まずは『ペレアスとメリザンド』から「メリザンドの死」。指揮棒を持たずに、まるで音を優しく包み込むかのようにオーケストラを操る。ゆったりと流れるメロディはシンプルながら繊細な情緒にあふれているが、そこには死から連想される悲愴感はない。逆に、美し弦の音色がしみじみと思い出に浸るような感情をわきたたせる。
最後の音を柔らかに閉じるや、休みなく交響曲第6番ニ短調作品104に移る。曲のはじめは指揮棒なしだったが、いつの間にか指揮棒を手にしている。導入部は確かに「メリザンドの死」の延長にあるような和音が続くので、曲を知らないと同じ曲が続いていると錯覚してしまう。サロネンの音の作り方も、楽譜が進むにつれて生まれる動きに生き生きとした効果を持たせ、地面から芽が出るようなイメージを彷彿させる。伝統的な4楽章構成ながら、それぞれの楽章は全く自由な形式で、単なる音階や音型を幾重にも変奏させて展開するこの不思議な音楽を、サロネンは持ち前の精巧な指揮でカレイドスコープのように綴ってゆく。ここでも腕にたくさんの音符を抱きかかえるように、そしてそれを手品師のように自在に操る様子は、それ自体が音楽と言えるほど表情にあふれている。そして指揮によく応えるパリ管。サロネンは、自国の代表作曲家の作品を知り尽くしていることもあろうが、作品の持つ魅力を最大限に引き出していると感じられる演奏だ。シベリウスに馴染みのない指揮者ならば全く違う音楽をつくっていたであろうことは想像に難くない。しかし、そんなことは全く抜きにしても、フィルハーモニーのブーレーズ大ホールで行われた収録に立ち会った関係者は皆、サロネンが醸し出す音色の美しさに一瞬で魅了された。パリ管特有の、まろやかさな弦と、絢爛とまろみを兼ね備えた管楽器群の調和も見事だ。ある意味でフランス音楽の音色に近い。『ペレアスとメリザンド』というテーマも然り(作曲は1905年で、フォーレの劇音楽から7年後、ドビュッシーのオペラから3年後である)。それは配信のビデオでも感じられると思う。

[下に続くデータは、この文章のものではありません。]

PR #2382, opened 2021-05-14
chore: unrevert and fix "actually use expconf in the master"

rb-determined-ai:
## Description

fix add schemas.Defaultable and schemas.Copyable

The reflect-based behavior of schemas.WithDefaults and schemas.Merge
works great on plain-old-data types which have no private fields, but it
pukes on private fields.

There already was a schemas.Mergable interface for customizing the
merging behaviors of objects.  This change introduces the
schemas.Defaultable and schemas.Copyable interfaces, which have
analagous effects on schemas.WithDefaults and schemas.cpy (unexported).

schemas.Copyable is very easy to understand.  For example, the new
expconf.Pod (which is type-defined to k8sV1.Pod) simply calls
k8sV1.Pod.DeepCopy().

schemas.RuntimeDefaultable has been removed in favor of
schemas.Defaultable.  Defaultable makes the reflect code a little
easier and is more like the Mergable and Copyable
interfaces than RuntimeDefaultable was.  The flipside is that the
runtime default behavior of the ExperimentConfig.Description is slightly
more complex.  Overall the tradeoff seems appropriate; the general code
(schemas.WithDefaults()) got more general and clearer, and the specific
challenges of the calling code are handled in the calling code.

Overall, the motivation for this change was to protect against panics
when interfacing with the k8sV1.Pod object.  The only other external
object in the expconf project, `AuthConfig`, is reflect-friendly and
does not require modification.

## Test Plan

I will run GKE tests before thinking this works.

### DIFF
--- a/master/pkg/schemas/copy.go
+++ b/master/pkg/schemas/copy.go
@@ -5,11 +5,29 @@ import (
 	"reflect"
 )
 
+// Copyable means an object can have custom behvaiors for schemas.Copy.  Mostly this is useful for
+// working around types which we do not own and which schemas.Copy() would puke on.
+type Copyable interface {
+	// Copy should return the same type.  It must not be defined as a method against a pointer of
+	// the type or it will not work.
+	Copy() interface{}
+}
+
 // cpy is for deep copying, but it will only work on "nice" objects, which should include our
 // schema objects.  Useful to other reflect code.
 func cpy(v reflect.Value) reflect.Value {
 	// fmt.Printf("cpy(%T)\n", v.Interface())
 	var out reflect.Value
+
+	// Detect Copyables, but disallow pointers.  The reason is that if you have a method like:
+	//    func (t Thing) Copy() interface{}
+	// then Copy() will return a plain Thing object, but a pointer to a Thing will still be treated
+	// as copyable.  Then, schemas.Copy(&t).(*Thing) would panic because it returns the wrong type.
+	if v.Kind() != reflect.Ptr {
+		if copyable, ok := v.Interface().(Copyable); ok {
+			return reflect.ValueOf(copyable.Copy())
+		}
+	}
 
 	switch v.Kind() {
 	case reflect.Ptr:
--- a/master/pkg/schemas/merge.go
+++ b/master/pkg/schemas/merge.go
@@ -7,7 +7,8 @@ import (
 
 // Mergable means an object can have custom behvaiors for schemas.Merge.
 type Mergable interface {
-	// Merge should take a struct and return the same struct.
+	// Merge should take a struct and return the same struct.  It must not be defined as a method
+	// against a pointer of the type or it will not work.
 	Merge(interface{}) interface{}
 }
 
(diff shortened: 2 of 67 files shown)


rb-determined-ai:
maybe this is obvious, but please only review the fix commit.  The other is just a revert of a revert.

master/pkg/schemas/copy.go
```diff
@@ -5,12 +5,30 @@ import (
...
 // cpy is for deep copying, but it will only work on "nice" objects, which should include our
 // schema objects.  Useful to other reflect code.
 func cpy(v reflect.Value) reflect.Value {
 	// fmt.Printf("cpy(%T)\n", v.Interface())
 	var out reflect.Value
 
+	// Detect Copyables, but disallow pointers.  The reason is that if you have a method like:
+	//    func (t Thing) Copy() interface{}
+	// then Copy() will return a plain Thing object, but a pointer to a Thing will still be treated
+	// as copyable.  Then, schemas.Copy(&t).(*Thing) would panic because it returns the wrong type.
```
stoksc, line 25: Seems to me a method `func (t Thing) Copy() interface{}` should always operate on non-pointer receivers not the opposite?

master/pkg/schemas/merge.go
```diff
@@ -84,9 +85,15 @@ func merge(obj reflect.Value, src reflect.Value, name string) reflect.Value {
...
 
-	// Detect Mergables.
-	if mergeable, ok := obj.Interface().(Mergable); ok {
-		return reflect.ValueOf(mergeable.Merge(src.Interface()))
+	// Detect Mergables, but disallow pointers.  The reason is that if you have a method like:
+	//    func (t Thing) Merge(other interface{}) interface{}
+	// then Merge() will return a plain Thing object, but a pointer to a Thing will still be treated
+	// as mergable.  Then, schemas.Merge(&t, &t2).(*Thing) would panic because it returns the wrong
+	// type.
+	if obj.Kind() != reflect.Ptr {
```
stoksc, line 93: q: if we have a mergable and a non-pointer here, should we panic instead?

stoksc (approved):
lgtm just some q's

master/pkg/schemas/merge.go
stoksc: `obj.Kind() != reflect.Ptr` == brad cant read

master/pkg/schemas/copy.go
stoksc: `obj.Kind() != reflect.Ptr` == brad cant read

master/pkg/schemas/merge.go
stoksc: obj != src == brad cant read

master/pkg/schemas/copy.go
rb-determined-ai: Is that not what I'm saying?  Suppose you have a
```go
func (t Thing) Copy() interface{}
```
then you have to be careful as you are recursing through something like:
```go
type SuperThing struct {
    RawThing *Thing
}
```
then you'll find that:
```
_, ok =: superThing.RawThing.(Copyable)
```
Will return `ok`.  But that's a problem!  Because you will have accidentally converted a pointer to a non-pointer as part of `schemas.Copy()`.

master/pkg/schemas/merge.go
rb-determined-ai: We have other checks to make sure the types are exactly right.  Also, we don't modify either of `src` or `obj` when we merge, we return a clean copy.

rb-determined-ai:
passed GKE tests.  Talked with Bradley, and he's on board with the comments.  Landing now.

PR #2383, opened 2021-05-17
feat: add SlotsPerAgent in resource pool API

shiyuann:
## Description

Add a SlotsPerAgent field in the resource pool API. This returns the slot number on each dynamic agent. If there is no dynamic agents configured, return -1.

## Test Plan

- CI
- Manually check the resource pool field.

## Checklist

### DIFF
--- a/docs/release-notes/2383-slots-per-agent.txt
+++ b/docs/release-notes/2383-slots-per-agent.txt
@@ -1,0 +1,7 @@
+:orphan:
+
+**Improvements**
+
+-  API: return a SlotsPerAgent field in the resource pool API. This
+   returns the slot number on each dynamic agent on AWS, GCP, or K8s. If
+   no dynamic agent is configured, return -1.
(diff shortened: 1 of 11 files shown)


EmilyBonar (approved):
LGTM

armandmcqueen:
This is overloading the meaning of `SlotsPerAgent=0` - here it can mean either static agents and CPU-only agents. I think we should try to differentiate them. Either explicitly return information about whether the pool is using dynamic agents (`bool DynamicAgents`) so clients can do the logic client side (i.e. only look at `SlotsPerAgent` if `DynamicAgents==True`) or a more obvious default when there are static agents (e.g. `SlotsPerAgent=-1`)

Otherwise it looks good

shiyuann:
@armandmcqueen I found we actually have a field `type` returning AWS, GCP, K8S, or static. This can be used to meet the requirement you bring up.

PR #2386, opened 2021-05-17
docs: add instructions to use dtrain workflow for inference with PyTorch

ahj-determined:
## Description

Add documentation to walk users through how they can use the existing dtrain workflow to run distributed batch inference with PyTorch.

## Checklist


examples/computer_vision/cifar10_pytorch_inference/model_def.py
```diff
@@ -0,0 +1,95 @@
...
+        float((predictions.argmax(1) == labels.to(torch.long)).sum()) / predictions.shape[0]
+    )
+
+class CIFARTrial(PyTorchTrial):
+    def __init__(self, context: PyTorchTrialContext) -> None:
+        self.context = context
+        self.download_directory = tempfile.mkdtemp()
+
+        # TODO: Load your trained model
+        self.model = self.context.wrap_model(resnet.resnet18(pretrained=True))
```
liamcli, line 40: i don't think the `resnet.py` file and the predownloaded checkpoint are necessary.  

instead, let's follow the steps here to finetune a pretrained model from torchvision so we don't need to include model code and checkpoint in this example.
https://colab.research.google.com/github/pytorch/tutorials/blob/gh-pages/_downloads/df1f5ef1c1a8e1a111e88281b27829fe/finetuning_torchvision_models_tutorial.ipynb#scrollTo=n4pbCfUO0wWs

examples/computer_vision/cifar10_pytorch_inference/model_def.py
```diff
@@ -0,0 +1,95 @@
...
+    return (  # type: ignore
+        float((predictions.argmax(1) == labels.to(torch.long)).sum()) / predictions.shape[0]
+    )
+
+class CIFARTrial(PyTorchTrial):
+    def __init__(self, context: PyTorchTrialContext) -> None:
+        self.context = context
+        self.download_directory = tempfile.mkdtemp()
+
+        # TODO: Load your trained model
```
liamcli, line 39: let's add a comment here about ways you can load a model in determined.  e.g. load checkpoint from model registry, load checkpoint from previous experiment, or specifying uuid in experiment config

examples/computer_vision/cifar10_pytorch_inference/model_def.py
```diff
@@ -0,0 +1,95 @@
...
+        # TODO: Perform your evaluation step
+        batch = cast(Tuple[torch.Tensor, torch.Tensor], batch)
+        data, labels = batch
+        output = self.model(data)
+
+        # TODO: Optionally log or save outputs to persistent store
+        print(output)
+        print(labels)
+        '''
+        with open("/path/to/output.txt", "w+") as f:
```
liamcli, line 67: i think it's probably better to write a numpy array instead of writing to a text file.  what we can do is use a custom metric reducer to gather the predictions from across all gpus and then convert that to numpy array and do np.save

liamcli (changes requested):
let me know if you want to discuss any of the comments here

examples/computer_vision/cifar10_pytorch_inference/model_def.py
ahj-determined: Yeah, I agree that it'd be nice if we didn't have to upload a checkpoint. If we did it this way, wouldn't the last layer be untrained and therefore give us bad predictions? Or maybe it's good enough for the purposes for an example.

liamcli: the last layer was trained to classify imagenet classes so we need to remove that layer and add a layer for cifar10 classes.

ahj-determined: Yeah, I'm just wondering if it's a problem that the new cifar10 classifier layer is untrained. I can just try it at see what the accuracy is

ahj-determined: @liamcli I've used the pretrained imagenet in the most recent commit. However, without additional finetuning, this gets a validation error of 88%. With the CIFAR10-trained checkpoint we got an error of ~6%. Do you think we should revert and go back to uploading a large checkpoint or go with the unfinetuned model? I could also use mobilenet pretrained on cifar10 if we wanted to upload a _smaller_ checkpoint.

ahj-determined:
@liamcli I've addressed the above comments. Let me know what you think.

examples/computer_vision/cifar10_pytorch_inference/model_def.py
```diff
@@ -0,0 +1,143 @@
...
+	# from determined.experimental import Determined
+	# checkpoint = Determined().get_experiment(id).top_checkpoint()
+	# model = checkpoint.load()
+
+	### Specify a UUID with `source_trial_id` in the experiment config
+
+	### Load a model that was not trained by Determined
+        self.model = self.context.wrap_model(resnet.resnet18(pretrained=True))
+
+        # IGNORE: Dummy optimizer that needs to be specified but is unused
```
liamcli, line 90: this line looks duplicated

docs/how-to/distributed-training.txt
```diff
@@ -142,6 +142,30 @@ distributed training:
    can also be used to check if any other tasks are using GPUs and
    preventing your experiment from using all the GPUs on a machine.
 
+***********************
+ Distributed Inference
+***********************
+
+PyTorch users can also use the existing distributed training workflow
+with PytorchTrial to accelerate their inference workloads. This workflow
```
liamcli, line 150: let's point to the inference example in the doc here.

ahj-determined: Good catch, added

examples/computer_vision/cifar10_pytorch_inference/model_def.py
ahj-determined: Fixed

liamcli (approved):
lgtm

ahj-determined:
> lgtm once tests pass

Thanks for the review, @liamcli !

PR #2387, opened 2021-05-17
fix: add max size limit metrics [DET-4878] [DET-4783]

azhou-determined:
enforce max metric size object to 100MB

new branch because of a mess trying to fix author on previous branch commits


harness/determined/util.py
```diff
@@ -144,6 +143,14 @@ def wrap_metrics(
         return {"metrics": metrics, "stop_requested": stop_requested, "invalid_hp": invalid_hp}
 
 
+def sizeof_dict(dict: Dict[str, Any]) -> int:
+    """
+    Serializes dict object to json and calculates size in bytes.
+    """
+    dict_json = json_encode(dict)
```
eecsliu, line 150: blocking: What @shiyuann mentioned in the previous PR was potentially moving this check to `_socket_manager.py`. His comment here:

I tried to time json-encoding 100MB object, which takes 27ms. It doesn't hurt much but I'd check the size in _socket_manager.py, where calls json_encode. Then you don't need to encode the metrics twice unnecessarily.

eecsliu (changes requested):
@shiyuann's comment added

harness/determined/util.py
azhou-determined: adding my comment from other PR:

the response in _socket_manager.py includes other data that isn't directly what's recorded on a column-basis to the database. it includes some overhead for other columns:
{'type': 'WORKLOAD_COMPLETED', 'workload': <RUN_STEP (100 Batches): (1,1,10)>, 'start_time': datetime.datetime(2021, 5, 17, 19, 35, 34, 97884, tzinfo=datetime.timezone.utc), 'end_time': datetime.datetime(2021, 5, 17, 19, 35, 37, 558983, tzinfo=datetime.timezone.utc), 'metrics': {...metrics }
not a huge deal, but not 100% accurate in terms of the size of the object being persisted to the column. i guess i could encode the actual metrics piece of that json separately, then manually stitch it together to send in _socket_manager respond, but that seems confusing from a code perspective. what do you guys think?

shiyuann: > the response in _socket_manager.py includes other data that isn't directly what's recorded on a column-basis to the database. it includes some overhead for other columns:
{'type': 'WORKLOAD_COMPLETED', 'workload': <RUN_STEP (100 Batches): (1,1,10)>, 'start_time': datetime.datetime(2021, 5, 17, 19, 35, 34, 97884, tzinfo=datetime.timezone.utc), 'end_time': datetime.datetime(2021, 5, 17, 19, 35, 37, 558983, tzinfo=datetime.timezone.utc), 'metrics': {...metrics }
not a huge deal, but not 100% accurate in terms of the size of the object being persisted to the column. 

@azhou-determined We don't need to be 100% accurate if I understand it correctly. We just need to ensure the master won't be crashed on saving metrics to the database. `Metrics` should take up most of the time in serializing the message.

> i guess i could encode the actual metrics piece of that json separately, then manually stitch it together to send in _socket_manager respond, but that seems confusing from a code perspective. what do you think?

This doesn't seem to be necessary. We actually handle encoding in [here](https://github.com/determined-ai/determined/blob/8560a969b07332aac08bf64de7bc95e6ccc16716/harness/determined/layers/_socket_manager.py#L200) in `_socket_manager.py`. Just need to move the check you wanted to add to this place. What do you think of this approach?

azhou-determined: it doesn't need to be 100% accurate, you're right. i guess the overhead doesn't matter since it's just a few lines/bytes. i'll change it

azhou-determined: @shiyuann @eecsliu one other thing though, the tensorboard writer syncs in _workload_manager before the message is sent to _socket_manager, meaning for a huge metrics object if we check at _socket_manager, it would still attempt to sync with the metrics writer for tensorboard. is this a potential issue?

shiyuann: should be fine since you fail the trial when the metric size exceeds the limit.

azhou-determined: makes sense. moved the check to socket manager

eecsliu (approved):
👩‍🍳 😗 👌

PR #2392, opened 2021-05-18
feat: experiment list search [DET-5460]

hkang1:
## Description

Migrate experiment list search (only applicable to experiment name) to antd table native search filter.

Before:
Screen Shot 2021-05-18 at 12 26 39 PM

After:
Screen Shot 2021-05-18 at 12 26 26 PM

## Checklist


webui/react/src/components/TableFilterSearch.tsx
```diff
@@ -0,0 +1,66 @@
...
+
+  const handleSearch = useCallback(() => {
+    if (onSearch) onSearch(search);
+    confirm();
+  }, [ confirm, onSearch, search ]);
+
+  return (
+    <div className={css.base}>
+      <div className={css.search}>
+        <Input
```
apizzini, line 41: I think it would be better if pressing the "Enter" key would automatically trigger filtering.

webui/react/src/components/TableBatch.module.scss
```diff
@@ -1,8 +1,10 @@
 .base {
   height: 0;
   opacity: 0;
+  pointer-events: none;
   position: relative;
   transition: height 0.2s ease-in-out, opacity 0.2s ease-in-out;
+  z-index: 3;
```
apizzini, line 7: Why 3 and not 2? (the only other z-index in this file is 1).

If that's due to another file z-index we should probably use variables for z-index values so that we can understand the related logic. The reasoning behind this is simply that is hard to debug z-index issues (or find the right value for a new one) if those are spread among different files.. With variables we could keep them close.

webui/react/src/components/TableFilterSearch.tsx
apizzini, line 41: another nit thing would be to make sure that the text input is auto-focused after clicking the search icon and making this component render?

apizzini (approved):
This looks good!

Left 3 small comments mostly to:
- improve UX
- evaluate a better way to handle z-indexes

webui/react/src/components/TableBatch.module.scss
hkang1: the variable approach makes sense to me. I'll add this to the webUI AG topic

PR #2393, opened 2021-05-18
fix: wire up support for plain-string image config

rb-determined-ai:
## Test Plan

Tested manually and added test case.


ioga (approved):

rb-determined-ai:
only failed a flaky webui test, merging anyway.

さて、第2部は交響曲第7番作品105。先の第6番から1年後に作曲され、調性はハ短調。よりドラマ性があり、音の層も厚い。1楽章構成でプログラムのない交響詩のような様相をもつが、サロネンはそれぞれのクライマックスに至る盛り上がりや、緩徐部に秘めた隠れたエネルギーを表面化させることに秀で、ここでも魔術師さながらに音色を意のままに構築していく。なんという至福の響き! このコンサートを実際にホールで聴けたことに感謝。